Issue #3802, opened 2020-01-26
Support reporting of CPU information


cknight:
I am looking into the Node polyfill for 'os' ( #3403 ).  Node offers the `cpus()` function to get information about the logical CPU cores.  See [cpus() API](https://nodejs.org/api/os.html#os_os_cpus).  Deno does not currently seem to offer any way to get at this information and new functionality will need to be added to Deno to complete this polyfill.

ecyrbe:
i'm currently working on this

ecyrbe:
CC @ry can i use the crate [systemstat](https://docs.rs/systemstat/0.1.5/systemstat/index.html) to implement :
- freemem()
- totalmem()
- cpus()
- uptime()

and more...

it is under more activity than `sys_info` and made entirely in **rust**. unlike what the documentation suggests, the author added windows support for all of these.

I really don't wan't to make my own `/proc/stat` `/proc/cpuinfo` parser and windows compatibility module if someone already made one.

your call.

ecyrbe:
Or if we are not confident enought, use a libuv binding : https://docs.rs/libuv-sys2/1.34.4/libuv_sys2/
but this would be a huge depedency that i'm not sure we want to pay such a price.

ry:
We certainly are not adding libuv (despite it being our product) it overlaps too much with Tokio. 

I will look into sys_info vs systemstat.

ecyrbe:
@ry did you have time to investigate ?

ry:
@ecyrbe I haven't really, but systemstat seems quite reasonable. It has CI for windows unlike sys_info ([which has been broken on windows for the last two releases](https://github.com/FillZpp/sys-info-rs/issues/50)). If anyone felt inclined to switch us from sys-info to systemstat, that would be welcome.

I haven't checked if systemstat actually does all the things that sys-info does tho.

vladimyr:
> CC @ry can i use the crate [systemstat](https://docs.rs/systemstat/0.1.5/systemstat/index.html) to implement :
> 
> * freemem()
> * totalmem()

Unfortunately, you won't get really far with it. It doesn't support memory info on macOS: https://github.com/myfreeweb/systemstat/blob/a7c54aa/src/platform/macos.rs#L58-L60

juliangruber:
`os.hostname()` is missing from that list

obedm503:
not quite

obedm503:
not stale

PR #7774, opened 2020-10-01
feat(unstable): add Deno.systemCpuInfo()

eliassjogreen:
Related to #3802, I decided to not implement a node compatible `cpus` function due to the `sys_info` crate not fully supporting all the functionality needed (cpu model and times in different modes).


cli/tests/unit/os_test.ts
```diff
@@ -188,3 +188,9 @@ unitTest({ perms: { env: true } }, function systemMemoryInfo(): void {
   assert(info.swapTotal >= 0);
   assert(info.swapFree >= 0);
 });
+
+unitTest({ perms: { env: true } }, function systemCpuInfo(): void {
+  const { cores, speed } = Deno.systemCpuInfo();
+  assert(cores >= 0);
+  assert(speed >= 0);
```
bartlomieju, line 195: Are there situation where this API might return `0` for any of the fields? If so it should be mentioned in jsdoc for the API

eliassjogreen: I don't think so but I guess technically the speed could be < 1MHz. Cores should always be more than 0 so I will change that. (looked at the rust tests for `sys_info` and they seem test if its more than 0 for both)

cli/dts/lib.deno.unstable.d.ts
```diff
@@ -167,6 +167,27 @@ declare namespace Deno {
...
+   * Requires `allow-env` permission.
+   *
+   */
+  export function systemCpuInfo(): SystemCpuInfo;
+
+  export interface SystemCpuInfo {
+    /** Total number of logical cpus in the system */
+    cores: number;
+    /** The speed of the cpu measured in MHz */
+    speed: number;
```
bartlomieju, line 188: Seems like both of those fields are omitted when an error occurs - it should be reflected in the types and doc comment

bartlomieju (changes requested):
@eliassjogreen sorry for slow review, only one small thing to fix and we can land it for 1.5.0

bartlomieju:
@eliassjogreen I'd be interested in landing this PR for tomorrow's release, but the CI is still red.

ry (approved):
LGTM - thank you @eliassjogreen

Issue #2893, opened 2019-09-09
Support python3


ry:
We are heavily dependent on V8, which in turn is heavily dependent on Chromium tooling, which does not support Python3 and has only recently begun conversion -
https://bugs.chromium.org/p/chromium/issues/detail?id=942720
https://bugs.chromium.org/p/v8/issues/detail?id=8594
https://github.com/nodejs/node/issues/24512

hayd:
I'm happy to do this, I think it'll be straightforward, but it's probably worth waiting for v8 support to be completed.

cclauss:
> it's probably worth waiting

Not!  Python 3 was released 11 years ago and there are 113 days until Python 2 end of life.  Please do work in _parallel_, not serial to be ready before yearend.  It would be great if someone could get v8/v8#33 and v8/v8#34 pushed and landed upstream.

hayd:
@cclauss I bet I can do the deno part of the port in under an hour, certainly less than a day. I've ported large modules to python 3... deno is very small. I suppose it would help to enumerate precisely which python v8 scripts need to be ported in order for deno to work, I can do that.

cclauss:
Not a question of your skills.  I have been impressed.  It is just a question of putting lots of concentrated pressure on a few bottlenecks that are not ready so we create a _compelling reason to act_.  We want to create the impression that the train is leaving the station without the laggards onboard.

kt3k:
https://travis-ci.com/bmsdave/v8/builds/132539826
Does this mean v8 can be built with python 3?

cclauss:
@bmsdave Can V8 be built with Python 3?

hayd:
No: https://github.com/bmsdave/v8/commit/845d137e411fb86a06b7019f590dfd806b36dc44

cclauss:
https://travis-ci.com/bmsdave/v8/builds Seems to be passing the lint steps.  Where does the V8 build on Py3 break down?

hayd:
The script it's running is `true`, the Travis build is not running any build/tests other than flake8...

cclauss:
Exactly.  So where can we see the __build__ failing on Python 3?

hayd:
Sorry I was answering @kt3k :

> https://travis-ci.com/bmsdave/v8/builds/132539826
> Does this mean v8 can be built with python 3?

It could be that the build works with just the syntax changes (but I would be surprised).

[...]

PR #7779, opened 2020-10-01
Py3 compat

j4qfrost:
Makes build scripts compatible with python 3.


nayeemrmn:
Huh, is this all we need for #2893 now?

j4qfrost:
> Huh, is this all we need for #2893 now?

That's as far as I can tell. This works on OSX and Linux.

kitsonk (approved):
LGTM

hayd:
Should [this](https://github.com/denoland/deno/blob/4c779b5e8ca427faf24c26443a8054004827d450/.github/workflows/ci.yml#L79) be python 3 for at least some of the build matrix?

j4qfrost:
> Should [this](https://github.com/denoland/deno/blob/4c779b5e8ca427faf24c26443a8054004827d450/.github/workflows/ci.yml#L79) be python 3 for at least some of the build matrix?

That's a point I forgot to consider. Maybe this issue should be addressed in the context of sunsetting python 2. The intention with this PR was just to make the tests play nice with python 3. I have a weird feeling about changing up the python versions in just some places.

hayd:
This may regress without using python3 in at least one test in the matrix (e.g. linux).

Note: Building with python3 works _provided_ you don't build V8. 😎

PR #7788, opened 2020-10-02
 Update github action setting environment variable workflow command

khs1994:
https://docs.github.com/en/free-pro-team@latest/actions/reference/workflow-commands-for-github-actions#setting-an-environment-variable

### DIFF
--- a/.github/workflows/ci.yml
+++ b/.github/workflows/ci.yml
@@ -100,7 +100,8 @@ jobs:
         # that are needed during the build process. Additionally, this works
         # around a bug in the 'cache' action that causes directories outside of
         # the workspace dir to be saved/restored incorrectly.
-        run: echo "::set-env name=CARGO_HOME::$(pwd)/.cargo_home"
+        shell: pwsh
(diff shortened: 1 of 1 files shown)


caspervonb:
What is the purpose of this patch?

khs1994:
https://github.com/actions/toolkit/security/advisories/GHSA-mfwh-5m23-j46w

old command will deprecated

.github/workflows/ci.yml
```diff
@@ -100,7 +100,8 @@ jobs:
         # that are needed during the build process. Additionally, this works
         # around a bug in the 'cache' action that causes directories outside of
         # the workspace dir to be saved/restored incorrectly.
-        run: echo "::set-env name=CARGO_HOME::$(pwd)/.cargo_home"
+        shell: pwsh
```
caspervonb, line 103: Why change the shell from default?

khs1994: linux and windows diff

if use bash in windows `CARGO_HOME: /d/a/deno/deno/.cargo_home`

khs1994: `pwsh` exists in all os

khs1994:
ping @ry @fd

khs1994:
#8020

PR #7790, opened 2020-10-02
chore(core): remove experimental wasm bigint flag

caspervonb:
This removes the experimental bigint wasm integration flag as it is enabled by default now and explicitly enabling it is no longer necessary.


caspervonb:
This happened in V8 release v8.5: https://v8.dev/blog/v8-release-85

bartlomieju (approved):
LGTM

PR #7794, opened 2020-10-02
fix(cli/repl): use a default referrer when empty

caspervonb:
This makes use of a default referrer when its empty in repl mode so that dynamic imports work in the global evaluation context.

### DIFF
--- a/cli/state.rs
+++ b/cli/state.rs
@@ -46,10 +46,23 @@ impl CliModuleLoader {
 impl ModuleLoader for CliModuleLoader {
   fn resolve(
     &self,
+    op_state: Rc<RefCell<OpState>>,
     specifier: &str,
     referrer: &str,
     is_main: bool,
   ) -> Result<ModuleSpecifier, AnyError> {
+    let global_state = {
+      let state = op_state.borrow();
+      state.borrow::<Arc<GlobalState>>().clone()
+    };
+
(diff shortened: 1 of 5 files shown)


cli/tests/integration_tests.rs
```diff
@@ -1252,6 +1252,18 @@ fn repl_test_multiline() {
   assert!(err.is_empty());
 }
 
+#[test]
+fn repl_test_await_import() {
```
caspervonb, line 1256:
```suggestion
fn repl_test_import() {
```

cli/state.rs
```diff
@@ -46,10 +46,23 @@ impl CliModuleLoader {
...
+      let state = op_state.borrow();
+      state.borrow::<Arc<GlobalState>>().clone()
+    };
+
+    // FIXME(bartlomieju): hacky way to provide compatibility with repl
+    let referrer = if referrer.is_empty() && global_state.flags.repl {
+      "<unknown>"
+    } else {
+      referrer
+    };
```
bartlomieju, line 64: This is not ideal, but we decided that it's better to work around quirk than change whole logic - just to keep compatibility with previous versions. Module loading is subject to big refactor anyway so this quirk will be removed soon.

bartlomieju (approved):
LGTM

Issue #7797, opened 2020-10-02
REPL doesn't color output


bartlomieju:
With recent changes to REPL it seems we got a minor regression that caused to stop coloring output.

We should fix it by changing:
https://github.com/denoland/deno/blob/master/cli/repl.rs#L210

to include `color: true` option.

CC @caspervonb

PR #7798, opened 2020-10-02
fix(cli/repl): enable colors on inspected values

▶ [EXERCISE DETAILS]: Show every line of the material above in which "unlike" is present.

▶ [RESULT BELOW]:
it is under more activity than `sys_info` and made entirely in **rust**. unlike what the documentation suggests, the author added windows support for all of these.
@ecyrbe I haven't really, but systemstat seems quite reasonable. It has CI for windows unlike sys_info ([which has been broken on windows for the last two releases](https://github.com/FillZpp/sys-info-rs/issues/50)). If anyone felt inclined to switch us from sys-info to systemstat, that would be welcome.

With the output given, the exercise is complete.